Sebenarnya, ungkapan ini untuk memotivasi anak muda agar giat belajar dan menuntut ilmu. Masa muda hendaklah dimanfaatkan sebaik-baiknya untuk membekali diri dengan ilmu pengetahuan.

Namun, bukan berarti orang yang sudah memasuki usia senja sudah terlepas tanggung jawabnya untuk menuntut ilmu. Banyak orang yang sudah berusia, berlindung dari kewajiban belajar dengan ungkapan ini. Menurut mereka, masa tua sudah dibebaskan dari kewajiban menuntut ilmu. Karena daya ingatnya sudah tak mampu lagi merekam pelajaran.
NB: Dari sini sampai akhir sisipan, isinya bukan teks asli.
PR #3656, opened 2023-01-03
snscrape: add package

D3vil0p3r:
Scraper for social networking services (SNS). It scrapes things like user profiles, hashtags, or searches and returns the discovered items, e.g. the relevant posts.

Source: https://github.com/JustAnotherArchivist/snscrape


packages/snscrape/PKGBUILD
```diff
@@ -0,0 +1,33 @@
...
+
+pkgname=snscrape
+pkgver=v0.4.3.20220106.r73.gcbdaee6
+pkgrel=1
+pkgdesc='A social networking service scraper in Python.'
+arch=('any')
+groups=('blackarch' 'blackarch-recon' 'blackarch-social')
+url='https://github.com/JustAnotherArchivist/snscrape'
+license=('GPL3')
+depends=('libxml2' 'libxslt' 'python' 'python-lxml')
```
noraj, line 12: Looks to me that you are missing the python deps https://github.com/JustAnotherArchivist/snscrape/blob/cbdaee6864aa8d3e9e4326d4fe224a517aabbc2c/setup.py#L27-L31

Also it don't looks like all othe one you puts are needed.

packages/snscrape/PKGBUILD
```diff
@@ -0,0 +1,33 @@
...
+makedepends=('git')
+source=("git+https://github.com/JustAnotherArchivist/$pkgname.git")
```
noraj, line 14: https://pypi.org/project/snscrape/

use this template instead https://github.com/BlackArch/blackarch-pkgbuilds/blob/master/PKGBUILD-python-setuptools

noraj (changes requested):

packages/snscrape/PKGBUILD
D3vil0p3r: Just curiosity @noraj : why do you prefer to retrieve the file from pypi instead of GitHub project repo?

packages/snscrape/PKGBUILD
D3vil0p3r: Added needed dependencies: 'python-filelock' 'python-lxml' 'python-requests' 'python-beautifulsoup4'

I didn't add pytz due to apply only to < Python 3.9.

According to https://pypi.org/project/snscrape/#description , lxml needs libxslt and libxml2. I removed libxslt because already installed by python-lxml package, and removed also libxml2 because installed when libxslt is installed.

packages/snscrape/PKGBUILD
D3vil0p3r: PS: used the python-setuptools and implemented the necessary dependencies.

noraj: > Just curiosity @noraj : why do you prefer to retrieve the file from pypi instead of GitHub project repo?

Because we can keep integrity check, we can check for dependency changes at each release, and we made a script to auto-bump on new release for pypi releases cf. https://github.com/BlackArch/blackarch/blob/master/scripts/up-libraries

packages/snscrape/PKGBUILD
```diff
@@ -0,0 +1,28 @@
...
+_pkgname=snscrape
+pkgver=0.4.3.20220106
+pkgrel=1
+pkgdesc='A social networking service scraper in Python.'
+arch=('any')
+groups=('blackarch' 'blackarch-recon' 'blackarch-social')
+url='https://github.com/JustAnotherArchivist/snscrape'
+license=('GPL3')
+depends=('python' 'python-beautifulsoup4' 'python-filelock' 'python-lxml' 'python-requests')
+makedepends=('git' 'python-setuptools')
```
noraj, line 14:
```suggestion
makedepends=('python-setuptools')
```

packages/snscrape/PKGBUILD
D3vil0p3r: Thanks

packages/snscrape/PKGBUILD
```diff
@@ -0,0 +1,28 @@
...
+source=("https://files.pythonhosted.org/packages/source/${_pkgname::1}/$_pkgname/$_pkgname-$pkgver.tar.gz")
+sha512sums=('SKIP')
```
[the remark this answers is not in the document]
D3vil0p3r: Thank you for the suggestion. Applied SHA512 hash.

Imam Hasan al-Bashri pernah ditanya seseorang yang usianya sudah 80 tahun. Apakah orang tua itu masih pantas untuk menuntut ilmu? Imam Hasan menjawab, “Jika ia masih pantas hidup.”
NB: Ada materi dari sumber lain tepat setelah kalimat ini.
Issue #3659, opened 2023-01-04
LinkScope


D3vil0p3r:
- **Name**: LinkScope
- **Source URL**: https://github.com/AccentuSoft/LinkScope_Client
- **Description**: LinkScope Client Online Investigation software allows you to perform online investigations by representing information as discrete pieces of data, called Entities.

I prepared two different types of PKGBUILD for it, one calling the `build.sh` script that build and install all the needed packages by pip, and another one where I deleted pip and venv commands. This last type of PKGBUILD I made was a little mess because of an important number of python module packages not stored in Arch repositories (along with their sub-deps), and PySide6 dependency gives error during building.

The first PKGBUILD type appears like the following:
```
# This file is part of BlackArch Linux ( https://www.blackarch.org/ ).
# See COPYING for license details.

pkgname=linkscope
_pkgname=LinkScope_Client
pkgver=v1.4.0.r22.g118b9c2
pkgrel=1
pkgdesc='Perform online investigations by representing information as discrete pieces of data, called Entities.'
arch=('any')
groups=('blackarch' 'blackarch-forensic' 'blackarch-recon')
url='https://accentusoft.com/downloads'
license=('GPL3')
depends=('python')
makedepends=('git' 'patchelf' 'python-pip' 'python-wheel')
source=("git+https://github.com/AccentuSoft/$_pkgname.git")
sha512sums=('SKIP')

pkgver() {
  cd $_pkgname

  git describe --long --tags | sed 's/\([^-]*-g\)/r\1/;s/-/./g'
}

build() {
  cd $_pkgname

  source build.sh
}

package() {
  cd $_pkgname

  install -dm 755 "$pkgdir/usr/bin"
  install -Dm 644 requirements.txt "$pkgdir/usr/share/$pkgname/requirements.txt"
  install -Dm 644 -t "$pkgdir/usr/share/doc/$pkgname/" *.md

  rm -rf LICENSE *.md .gitignore

  cp -a * "$pkgdir/usr/share/$pkgname/"

  cat > "$pkgdir/usr/bin/$pkgname" << EOF
#!/bin/sh
source /usr/share/$pkgname/venv/bin/activate
exec python /usr/share/$pkgname/LinkScope.py "\$@"
EOF

  chmod a+x "$pkgdir/usr/bin/$pkgname"
}
```
The compilation and the package compression take a good number of hours, the resulting tool should have a size of 3.5 GB due to a big number of recon modules used by the tool.

[...]

PR #3664, opened 2023-01-06
python-aiosmtplib: added package

D3vil0p3r:

### DIFF
--- a/packages/python-aiosmtplib/PKGBUILD
+++ b/packages/python-aiosmtplib/PKGBUILD
@@ -10,7 +10,7 @@ arch=('any')
 url='https://github.com/cole/aiosmtplib'
 license=('MIT')
 depends=('python')
-makedepends=('python-setuptools')
+makedepends=('python-build' 'python-pip')
 options=(!emptydirs)
 source=("https://files.pythonhosted.org/packages/source/${_pkgname::1}/$_pkgname/$_pkgname-$pkgver.tar.gz")
 sha512sums=('SKIP')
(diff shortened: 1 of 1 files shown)


packages/python-aiosmtplib/PKGBUILD
```diff
@@ -0,0 +1,30 @@
+# This file is part of BlackArch Linux ( https://www.blackarch.org/ ).
+# See COPYING for license details.
+
+pkgname=python-aiosmtplib
+_pkgname=aiosmtplib
```
noraj, line 5:
```suggestion
_pkgname=${pkgname#python-}
```

packages/python-aiosmtplib/PKGBUILD
```diff
@@ -0,0 +1,30 @@
...
+pkgver=2.0.0
+pkgrel=1
+pkgdesc='Asynchronous SMTP client for use with asyncio.'
+arch=('any')
+url='https://github.com/cole/aiosmtplib'
+license=('MIT')
+depends=('python')
+makedepends=('python-setuptools')
```
noraj, line 13: do not use deprecated setup-tools when possible, upstream has a https://github.com/cole/aiosmtplib/blob/main/pyproject.toml, use https://github.com/BlackArch/blackarch-pkgbuilds/blob/master/PKGBUILD-python-lib-PEP517 instead

noraj (changes requested):

packages/python-aiosmtplib/PKGBUILD
```diff
@@ -0,0 +1,30 @@
...
+
+  python setup.py build
+}
+
+package() {
+  cd "$_pkgname-$pkgver"
+
+  python setup.py install --root="$pkgdir" --prefix=/usr -O1 --skip-build
+  
+  rm -rf "$pkgdir/usr/lib/python3.10/site-packages/tests"
```
noraj, line 29:
```suggestion
  # workaround https://github.com/cole/aiosmtplib/issues/195
  rm -rf "$pkgdir/usr/lib/python3.10/site-packages/tests"
```

noraj (changes requested):

packages/python-aiosmtplib/PKGBUILD
D3vil0p3r: PKGBUILD-python-lib-PEP517 template applied.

Demikian menuntut ilmu tidak di batasi oleh usia, status menikah. Jadi harus tetap semangat yahh !
Siapa yang menganggap dirinya masih pantas untuk hidup, maka dia mesti belajar dan menambah pengetahuannya. Imam al-Hasan menegaskan, tak ada batasan usia bagi orang yang mau menuntut ilmu

Minggu, 26 Februari 2017

Metis Sebelum Pulang




All praises be to Allah.
     Sungguh beruntung aku bisa mengenal kalian, walaupun hanya bisa melihat dan bertemu kalian 2x dalam 1 minggu, rasanya seperti bertemu dengan keluarga yang sudah lama tidak bertemu...rasa rindu untuk orang-orang seperti kalian (ngangenin)... siang dan malam terasa dekat...aku, kamu dan kita... we're family, kita seperti keluarga" itulah yang aku rasakan ".
     Sabtu 31 desember 2016, menjelang akhir pergantian tahun... sore itu kita bersiap untuk pulang, eh masih banyak yang nongkrong juga ko... teman-teman duduk di pelataran kampus, di depan kelas (sebagian duduk di tangga) seperti yang dapat kita lihat pada foto di atas, by the way yang paling depan namanya Teh Yasmin cantik kann? Iyah kan cewe -_- and then ada Kang Nasir, Teh Ayu, Kang Rian dan lain". Mau tau aku yang mana? Aku di pojok atas sebelah kiri dekat bunda.
     "Kang sini metis", itulah salahsatu perkataan yang masih aku ingat... kekeluargaan sangat terasa, ketika kita berkumpul makan petis, namanya petis Romantis... asem, pedes, tapi ada manis- manisnya haha...dibarengi dengan candaan...sampai foto-foto, begitu hangat yang kurasa.
     Friend is not about someone who has long we know, but about someone who approached and stopped in our life, those who are able to make simple things into something that makes you happy. Sahabat bukan tentang seseorang yang telah lama kita kenal, tetapi tentang seseorang yang menghampiri dan singgah di hidupkita. Mereka yang mampu membuat hal sederhana menjadi sesuatu yang membuat kita bahagia.